\begin{equation*} \DeclareMathOperator\Coim{Coim} \DeclareMathOperator\Coker{Coker} \DeclareMathOperator\Ext{Ext} \DeclareMathOperator\Hom{Hom} \DeclareMathOperator\Im{Im} \DeclareMathOperator\Ker{Ker} \DeclareMathOperator\Mor{Mor} \DeclareMathOperator\Ob{Ob} \DeclareMathOperator\Sh{Sh} \DeclareMathOperator\SheafExt{\mathcal{E}\mathit{xt}} \DeclareMathOperator\SheafHom{\mathcal{H}\mathit{om}} \DeclareMathOperator\Spec{Spec} \newcommand\colim{\mathop{\mathrm{colim}}\nolimits} \newcommand\lim{\mathop{\mathrm{lim}}\nolimits} \newcommand\Qcoh{\mathit{Qcoh}} \newcommand\Sch{\mathit{Sch}} \newcommand\QCohstack{\mathcal{QC}\!\mathit{oh}} \newcommand\Cohstack{\mathcal{C}\!\mathit{oh}} \newcommand\Spacesstack{\mathcal{S}\!\mathit{paces}} \newcommand\Quotfunctor{\mathrm{Quot}} \newcommand\Hilbfunctor{\mathrm{Hilb}} \newcommand\Curvesstack{\mathcal{C}\!\mathit{urves}} \newcommand\Polarizedstack{\mathcal{P}\!\mathit{olarized}} \newcommand\Complexesstack{\mathcal{C}\!\mathit{omplexes}} \newcommand\Pic{\mathop{\mathrm{Pic}}\nolimits} \newcommand\Picardstack{\mathcal{P}\!\mathit{ic}} \newcommand\Picardfunctor{\mathrm{Pic}} \newcommand\Deformationcategory{\mathcal{D}\!\mathit{ef}} \end{equation*}

The Stacks project

Lemma 6.31.6. Let $X$ be a topological space. Let $j : U \to X$ be the inclusion of an open subset. Consider the functors of restriction and extension by $0$ for abelian (pre)sheaves.

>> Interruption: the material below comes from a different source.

Issue #528, opened 2026-06-15
CCH calculation problem


lwsh123k:
Before running the code, I noticed that the calculation of cch is random. I also looked at the related questions on GitHub, where through observation, you found that the calculation of this variable is a random value.

However, based on my search, this is not the case. Here are the links that I think are quite useful for reference:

  1. The functor $j_{p!}$ is a left adjoint to the restriction functor $j_ p$ (see Lemma 6.31.1).

  2. The functor $j_!$ is a left adjoint to restriction, in a formula

    \[ \mathop{Mor}\nolimits _{\textit{Ab}(X)}(j_!\mathcal{F}, \mathcal{G}) = \mathop{Mor}\nolimits _{\textit{Ab}(U)}(\mathcal{F}, j^{-1}\mathcal{G}) = \mathop{Mor}\nolimits _{\textit{Ab}(U)}(\mathcal{F}, \mathcal{G}|_ U) \]

    bifunctorially in $\mathcal{F}$ and $\mathcal{G}$.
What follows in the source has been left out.